Action item: In this exercise, reproduce all the entries that follow exactly.

Stored data entries:
PR #11586, opened 2025-03-10
feat: New Category Tree for Open Products Facts

teolemon:
### What
feat: New Category Tree for Open Products Facts

### DIFF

Solution to this task:
PR #11586, opened 2025-03-10
feat: New Category Tree for Open Products Facts

teolemon:
### What
feat: New Category Tree for Open Products Facts

### DIFF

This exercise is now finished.